U.S. Secretary of State Mike Pompeo tweeted that “the Castro regime uses tourism and travel funds to fund its abuse and interference in Venezuela.”

Last October, the US banned regular scheduled flights to all cities in communist Cuba except Havana.

Tourism to Cuba has already been hit hard by the coronavirus pandemic.

Hardline policies regarding Cuba and its regional ally Venezuela are welcomed by conservative Cuban-American groups in Florida, a major battlefield state that Donald Trump hopes to win in the November presidential election.

The suspension of charter flights comes into effect on October 13, the birthday of the late Cuban revolutionary leader Fidel Castro.

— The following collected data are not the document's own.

PR #591, opened 2020-07-17
feat: number formatted printing

### LINKED ISSUE #256: Optionally formatting numbers with a thousands separator

NickHackman:
Closes #256 and #458 

With the major release migrating #458 completely seemed like more work than starting from scratch as a result of the redesign of the printing system.

Adds command line argument to print numbers with commas, plain, or dots.
For example, dots would result in 1.324.

## Benchmark

```text
Tokei Benchmarking Tool
hyperfine 1.10.0old tokei: tokei 12.0.4 compiled with serialization support: json
    Finished release [optimized] target(s) in 0.07s
Benchmark #1: target/release/tokei ../rust
  Time (mean ± σ):     115.3 ms ±   2.4 ms    [User: 646.5 ms, System: 192.7 ms]
  Range (min … max):   111.6 ms … 121.1 ms    25 runs
 
Benchmark #2: tokei ../rust
  Time (mean ± σ):     116.3 ms ±   2.8 ms    [User: 657.2 ms, System: 190.3 ms]
  Range (min … max):   112.1 ms … 121.2 ms    25 runs
 
Summary  'target/release/tokei ../rust' ran    1.01 ± 0.03 times faster than 'tokei ../rust'
```

### DIFF
--- a/src/cli_utils.rs
+++ b/src/cli_utils.rs
@@ -9,7 +9,7 @@ use clap::crate_version;
 use num_format::ToFormattedString;
 
 use crate::input::Format;
-use tokei::{CodeStats, Language, LanguageType, Report};
+use tokei::{find_char_boundary, CodeStats, Language, LanguageType, Report};
 
 pub const FALLBACK_ROW_LEN: usize = 79;
 const NO_LANG_HEADER_ROW_LEN: usize = 67;
@@ -68,6 +68,14 @@ pub enum NumberFormatStyle {
     Commas,
     // 1.234
     Dots,
+    // 1_234
+    Underscores,
+}
+
+impl Default for NumberFormatStyle {
+    fn default() -> Self {
+        Self::Plain
+    }
 }
 
 impl FromStr for NumberFormatStyle {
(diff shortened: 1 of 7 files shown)


src/cli_utils.rs
```diff
@@ -331,3 +430,12 @@ impl<W: Write> Printer<W> {
...
 }
+
+fn find_char_boundary(s: &str, index: usize) -> usize {
+    for i in 0..4 {
+        if s.is_char_boundary(index + i) {
+            return index + i;
+        }
+    }
+    unreachable!();
+}
```
NickHackman, line 441: Copying and pasting this feels bad, but the options are either create methods inside of `Report` that are public and should really only be used by CLI version of Tokei or move over the required functionality to not making the library interface more confusing.

I'm not sure which is preferred here, both have their trade offs. I'm willing to move towards whichever is better for long term maintainability and library interface.

XAMPPRocky: I think I would be okay with a undocumented re-export.

XAMPPRocky:
Thank you for your PR!

shilangyu:
Hey are there any plans to release it? It seems to be not available in the newest version on crates.io

XAMPPRocky:
@shilangyu I’ll cut a release later this or next week.

PR #620, opened 2020-09-03
Add definition for DAML

axman6-da:
DAML is essentially a dialect of Haskell for the purposes of counting lines.

### DIFF
--- a/README.md
+++ b/README.md
@@ -328,6 +328,7 @@ CSharp
 CShell
 Css
 D
+DAML
 Dart
 DeviceTree
 Dhall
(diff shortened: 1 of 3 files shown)


XAMPPRocky:
Thank you for your PR! Would you also be able to add a test file under `tests/data`? You can look at the others as an example and there are also instructions for how to add the file in the `CONTRIBUTING.md`.

axman6-da:
Will do, just trying to find some code with an appropriate license!

XAMPPRocky:

PR #628, opened 2020-09-10
Add Matlab/GNU Octave, Scilab extension file

QrowPlissken:


XAMPPRocky:
Thank you for your PR! Would also be able to add a test file? How to do so should be documented in the contributing.md

languages.json
```diff
@@ -773,18 +778,11 @@
       "line_comment": ["#"],
       "extensions": ["nix"]
     },
-    "ObjectiveC": {
+    "ObjectiveCCpp": {
       "name": "Objective-C",
       "line_comment": ["//"],
       "multi_line_comments": [["/*", "*/"]],
       "quotes": [["\\\"", "\\\""]],
-      "extensions": ["m"]
```
XAMPPRocky, line 781: You shouldn’t remove another language. I would prefer if matlab didn’t include the `m` extension.

jedbrown: Reality is that `.m` is by far the most common extension for existing Matlab code. This is the logic used by `cloc` to disambiguate.
https://github.com/AlDanial/cloc/blob/master/Unix/cloc#L10870-L10993

PR #666, opened 2020-12-10
Add Terra support and Lua testing

seylerius:
This pull adds support for Terra, a strict-typed systems language that is metaprogrammable in Lua, as well as testing support for both Terra and Lua. I also took the liberty of adding more of the blockquote and block-comment variants Lua supports (you can have arbitrarily many `=`s between the square brackets to produce different levels of nesting), and moved the blockquotes to verbatim, as they _can_ include literal `"`s.


XAMPPRocky:
Thank you for your PR! It seems the JSON is invalid. Also are you sure it is correct for `[===[` to be considered a verbatim quote? Aren't they considered comments and not strings?

seylerius:
The difference between the block comment and string specifications for Lua
and Terra is simply the presence or absence of the initial dashes. All the
same rules about quantities of `=`s apply.

I'll run the JSON through `jq` real quick and see where the trouble is.
Silly me for missing it.

XAMPPRocky:
Thanks for the clarification. Then once this passes CI I would be happy to merge this in.

seylerius:
Okay, pushed those, let's see what we get. (Also, I just noticed I've got pull `666`, that's awesome).

seylerius:
I am n*no*t surprised about that failure. I hand-counted the lines, so it's gonna be a mixup in multi-line processing somewhere. I'll count 'em a fourth time by hand if that would be reassuring, though. (Hell, I'll go do that anyway just to reassure my own damn self.)

seylerius:
Okay, hand-counted again, same numbers: `91 lines 48 code 34 comments 9 blanks`. Definitely leaning toward the multi-line string and comment parsing being the source of this.

seylerius:
Can tokei spit out an annotated debug version that lists each line with why it was parsed that way?

XAMPPRocky:
Yes with `tokei -vvv`

XAMPPRocky:
Going to close this as inactive, if you'd still like to add support for this, feel free to open a new PR.

PR #678, opened 2020-12-23
Add --streaming flag

yijunyu:
Parallelize tokei counters and subsequent processing of individual files with additional options: 
```bash
tokei -f --cmd <shell_script> --folder <output_folder>
```
Here the `<shell_script>` is expected to accept three arguments: 
```bash
<shell_script> <filename> <language> <output_folder>
```
where the argument `<filename>` is the absolute path to the file found by `tokei`, the argument `<language>` is the programming language name identified by `tokei` according to the extension name of the file `<filename>`, and the argument `<output_folder>` is where the output folder to store the processed results.

# Why the pull request:
I work on Huawei's Trusted Programming project, which was recently asked to measure the code according to the programming languages, which is supported by `tokei` very well. 

We would like to do more with the tool so that one could:
* process the code files with a processor according to the programming language classified by `tokei`; 
* and do so in parallel especially when a large-scale code base is considered. 

However, the `Printer` impl struct has a mutable `writer` field, which blocks these subsequent processes for parallel processing. Hence, I've completed a working prototype for this by modifying the struct and move the `writer` field into function calls so that it is no longer `mutable`. As such, we could parallelize and speed up the subsequent processes.

If someone with more experience developing in `tokei` can give this an early look and send feedback, that would be really helpful. Apologies in advance for the current lack of tests and limited documentation. I'll be working on this full time for a while, so it will improve rapidly.

Thanks!


XAMPPRocky:
Thank you for your PR! Overall I'm in favour of adding this functionality though I think the implementation needs to be rewritten to better integrate with tokei.

The first thing is that `Printer` is not the best place for this functionality. While it's running in parallel, it's happening after tokei has already done the analysis, it would be more appropriate to hook into the existing parallel processing in the `process` closure in`utils::fs::get_all_files`.

Secondly is that tokei is also a library so I'd like to provide the ability to allow anyone to hook into it with their own functionality and then specialise in the CLI. How i think this would be implemented is that the `Config` has a `for_each_fn: Option<fn(LanguageType, Report)>` property (it needs to also be `#[serde(skip)]`) which is then called in the process closure.

Lastly, I don't think we should have `--cmd` or `--folder` flags, as these aren't really composable or cross platform compatible. Instead what I'd like to propose and get your feedback on, is having a `--streaming` flag which when combined with the `--output` flag will output the serialised `Report` object as each are analysed to stdout.

So when writing a script it would look something like this.

```bash
tokei src/ -o json --streaming | bash script.sh

# In script.sh
while read -r json
do
    echo "$json"
done
```

And the JSON would look like the following: (though obviously minimised).

```json
{
  "Rust": {
    "blanks": 7,
    "code": 26,
    "comments": 1,
    "reports": [
      {
        "stats": {
          "blanks": 7,
          "code": 26,
          "comments": 1,
          "blobs": {
            "Markdown": {
              "blanks": 30,
              "code": 0,
              "comments": 181,
              "blobs": {
                "Rust": {
                  "blanks": 5,
                  "code": 39,
                  "comments": 3,
                  "blobs": {}
                }
              }
            }
          }
        },
        "name": "src/lib.rs"
      }
    ],
    "children": {
      "Markdown": [
        {
          "stats": {
            "blanks": 30,
            "code": 0,
            "comments": 181,
            "blobs": {
              "Rust": {
                "blanks": 5,
                "code": 39,
                "comments": 3,
                "blobs": {}
              }
            }
          },
          "name": "src/lib.rs"
        }
      ]
    },
    "inaccurate": false
  }
}
```

yijunyu:
Thank you for the detailed review of the implementation. Indeed, we may distribute the proposed functionality into the three parts. 

Since `utils::fs::get_all_files` has already created the list of filenames in parallel, for our purpose, we don't need to touch that part and the `Printer` struct any more. 

Considering modifying the `output` and streaming it into bash script to parallel processing, the main thing is to produce the two arguments for the batch process. On the json output, I was able to use the `jq` utility to process the standard output produced by `-o json` as follows:
```bash
tokei src/ -o json | jq -r '{id: (keys | .[]), data: . } | select(.id != "Total") | { lang: .id, name: [(.data[.id] | .. | objects | with_entries(select(.key | contains("name"))) | select(. != {}) | .name)] } as $tuple | $tuple.name[] | . + " " + $tuple.lang'
```
, which could produce the list of files as follows:
```
src/lib.rs Rust
src/language/language_type.rs Rust
src/language/languages.rs Rust
src/language/mod.rs Rust
src/stats.rs Rust
src/sort.rs Rust
src/input.rs Rust
src/utils/ext.rs Rust
src/config.rs Rust
src/language/syntax.rs Rust
src/cli.rs Rust
src/language/language_type.tera.rs Rust
src/utils/macros.rs Rust
src/utils/mod.rs Rust
src/lib.rs Rust
src/language/language_type.rs Rust
src/language/languages.rs Rust
src/language/mod.rs Rust
src/stats.rs Rust
src/sort.rs Rust
src/main.rs Rust
src/cli_utils.rs Rust
src/input.rs Rust
src/utils/ext.rs Rust
src/config.rs Rust
src/utils/fs.rs Rust
src/language/syntax.rs Rust
src/cli.rs Rust
src/language/language_type.tera.rs Rust
```
These are essentially what we need for the batch processing shell script. When it comes to how to process this list of files in parallel.  `xargs` could handle that in the following piped command:
```bash
tokei src/ -o json | jq -r '{id: (keys | .[]), data: . } | select(.id != "Total") | { lang: .id, name: [(.data[.id] | .. | objects | with_entries(select(.key | contains("name"))) | select(. != {}) | .name)] } as $tuple | $tuple.name[] | . + " " + $tuple.lang' | xargs -n2 -P0 ./script.sh
```
However, as you suggested, this solution may not be as platform-independent as a Rust library could be because it depends on an external `jq` utility. Therefore, a `--streaming` option could still be useful to add as an additional function before the output. 

If you think it useful, I can implement the `--streaming` option for exactly this purpose. If you have a better idea, e.g., putting some JSON transformation into the Config, in case someone else have different needs, please let me know how to do that.

XAMPPRocky:
> If you think it useful, I can implement the --streaming option for exactly this purpose.

I do think it would be useful. Feel free to update this PR with the implementation, and post here if you have any questions about how to approach it or the codebase in general.

yijunyu:
*Update* The simplified option `--streaming` and its usage can be seen as follows: 
```bash
tokei --streaming -t=Rust,C,C++
```
It will select the list of files and their language types, one per line, for the downstream batch processing in the pipe. 
```
./build.rs Rust
./tests/accuracy.rs Rust
./src/lib.rs Rust
./src/utils/fs.rs Rust
./src/cli_utils.rs Rust
./src/language/language_type.tera.rs Rust
./src/language/languages.rs Rust
./src/language/syntax.rs Rust
./src/stats.rs Rust
./src/sort.rs Rust
./src/input.rs Rust
./src/main.rs Rust
./src/language/mod.rs Rust
./src/cli.rs Rust
./src/config.rs Rust
./src/utils/ext.rs Rust
./src/utils/macros.rs Rust
./src/utils/mod.rs Rust
./src/language/language_type.rs Rust
```

> Parallelize tokei counters and subsequent processing of individual files with additional options:
> 
> ```shell
> tokei -f --cmd <shell_script> --folder <output_folder>
> ```
> 
> Here the `<shell_script>` is expected to accept three arguments:
> 
> ```shell
> <shell_script> <filename> <language> <output_folder>
> ```
> 
> where the argument `<filename>` is the absolute path to the file found by `tokei`, the argument `<language>` is the programming language name identified by `tokei` according to the extension name of the file `<filename>`, and the argument `<output_folder>` is where the output folder to store the processed results.
> 
> # Why the pull request:
> I work on Huawei's Trusted Programming project, which was recently asked to measure the code according to the programming languages, which is supported by `tokei` very well.
> 
> We would like to do more with the tool so that one could:
> 
> * process the code files with a processor according to the programming language classified by `tokei`;
> * and do so in parallel especially when a large-scale code base is considered.
> 
> However, the `Printer` impl struct has a mutable `writer` field, which blocks these subsequent processes for parallel processing. Hence, I've completed a working prototype for this by modifying the struct and move the `writer` field into function calls so that it is no longer `mutable`. As such, we could parallelize and speed up the subsequent processes.
> 
> If someone with more experience developing in `tokei` can give this an early look and send feedback, that would be really helpful. Apologies in advance for the current lack of tests and limited documentation. I'll be working on this full time for a while, so it will improve rapidly.
> 
> Thanks!

src/config.rs
```diff
@@ -46,6 +46,9 @@ pub struct Config {
     pub types: Option<Vec<LanguageType>>,
     // /// A map of individual language configuration.
     // pub languages: Option<HashMap<LanguageType, LanguageConfig>>,
+    /// Whether to output only the paths for downstream batch processing 
+    /// *Default:* false
+    pub streaming: Option<bool>,
```
XAMPPRocky, line 51: `Config` shouldn't have a `streaming` option, because this option is only relevant for the CLI. `Config` should have a `for_each_fn: Option<fn (LanguageType, Stats)>` option, and then the `streaming` option in the CLI adds a closure to the `for_each_fn` option that then prints the result.

src/utils/fs.rs
```diff
@@ -91,15 +91,19 @@ pub fn get_all_files<A: AsRef<Path>>(
...
-            Ok(stats) => entry.add_report(stats),
-            Err((error, path)) => {
-                entry.mark_inaccurate();
-                error!("Error reading {}:\n{}", path.display(), error);
+        if ! config.streaming.unwrap_or_default() {
+            let result = language.parse(entry.into_path(), &config);
+            let mut lock = languages.lock();
+            let entry = lock.entry(language).or_insert_with(Language::new);
+            match result {
+                Ok(stats) => entry.add_report(stats),
```
XAMPPRocky, line 99: The `config.for_each_fn` should be called here before `entry.add_report(stats)`.

XAMPPRocky (commented):
Thank you for your new implementation. There's one change I'd like to make around how it behaves for libraries. Once that's done I'd be happy to merge this in.

src/config.rs
yijunyu: Adding the `pub for_each_fn: Option<fn (LanguageType, String)>` to the `Config` struct seems to cause the following compilation error:
```
the trait `serde::Deserialize<'_>` is not implemented for `fn(language::language_type::LanguageType, std::s
tring::String)`
```
Not sure how to add the `serde::Deserialize<'_>` trait yet, do you have any suggestion?

XAMPPRocky: Yes, sorry you need to add `#[serde(skip)]`.

src/utils/fs.rs
yijunyu: Thanks for the suggestion, fixed the current implementation accordingly.

src/config.rs
yijunyu: Please see if the updated code is OK, thanks!

src/config.rs
```diff
@@ -46,6 +46,11 @@ pub struct Config {
     pub types: Option<Vec<LanguageType>>,
     // /// A map of individual language configuration.
     // pub languages: Option<HashMap<LanguageType, LanguageConfig>>,
+    /// Whether to output only the paths for downstream batch processing 
+    /// *Default:* false
+    #[serde(skip)]
+    /// adds a closure for each function, e.g., print the result
+    pub for_each_fn: Option<fn (LanguageType, String)>,
```
XAMPPRocky, line 53: Sorry for the late review, I've been busy with work, but this should return a `Report`, and the report JSON with the language is what should be printed, not just the file path.

yijunyu: Will it be okay to have --streaming-json and --streaming as two separate options? Our batch processing would prefer a file at a line to simplify the bash downstreaming processes. If I generate JSON, it would require a json parser (an extra dependency on the jq tool).

XAMPPRocky: That sounds reasonable. I don't know about two separate options. I would instead change `--streaming` to accept an enum (see this example https://github.com/XAMPPRocky/tokei/blob/fd08c8b889f96986d3a05a17c58998ca062e9176/src/cli.rs#L135 ) with `Simple` and `Json` as its variants.

yijunyu: I made the change, please see if you would like it and whether the enum Streaming should be moved to another module or be kept with the cli.rs module.

XAMPPRocky: @yijunyu Thank you again for working on this. The streaming enum seems fine where it is. I still think this should be changed from `fn (LanguageType, String)` to `fn (LanguageType, Report)`. Could we also change the simple format to include stats, I think people would be interested in that information. I think the simple format should look as follows.

```
{language} {path} {lines} {code} {comments} {blanks}

Rust src/main.rs 50 25 15 10
```

src/cli.rs
```diff
@@ -229,6 +261,13 @@ impl<'a> Cli<'a> {
             config.no_ignore_vcs
         };
 
+        config.for_each_fn = match self.streaming {
+            Some(Streaming::Json) => Some(|l: LanguageType, e| println!("{{language: '{}', stats: '{}'}},", l.name(), serde_json::json!(e))),
```
XAMPPRocky, line 265:
```suggestion
            Some(Streaming::Json) => Some(|l: LanguageType, e| println!("{}", serde_json::json!({ "language": l.name(), "stats": e  }))),
```

src/config.rs
yijunyu: Got this implemented on `fn <LanguageType, Report>`, easier than I initially thought, thanks to the predefined formatter.

src/cli.rs
yijunyu: For the "simple" output, it prints a row per file. If you think it is useful to include a header line, I can add it with a leading "#" so that the batch process could ignore it. Let me know.

yijunyu: Not sure if the default `--streaming=none` should be kept in the command line options, if you think it does no harm, I will consider the implementation being completed :-)

XAMPPRocky: Well I don't think there needs to be a none option. None is implied by it not being present in the command.

yijunyu: Done !

yijunyu: If OK, is it possible to merge this into the trunk, or if you would like to add any more test cases?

Authorized U.S. charter flights to Cuba for medical purposes as well as for search and rescue will still be allowed.

The BBC’s Will Grant in Havana says US charter flights have left the gap left by commercial airlines, many of which did not run services to Cuba until the Obama administration in 2014 severed diplomatic ties with the island.

U.S. commercial flights to Cuba were returned in August 2016 for the first time in more than 50 years. The thief was brought back by the Trump Administration.

In May, the U.S. Department of Transportation set up a cap for charter flights to Cuba at 3,600 a year.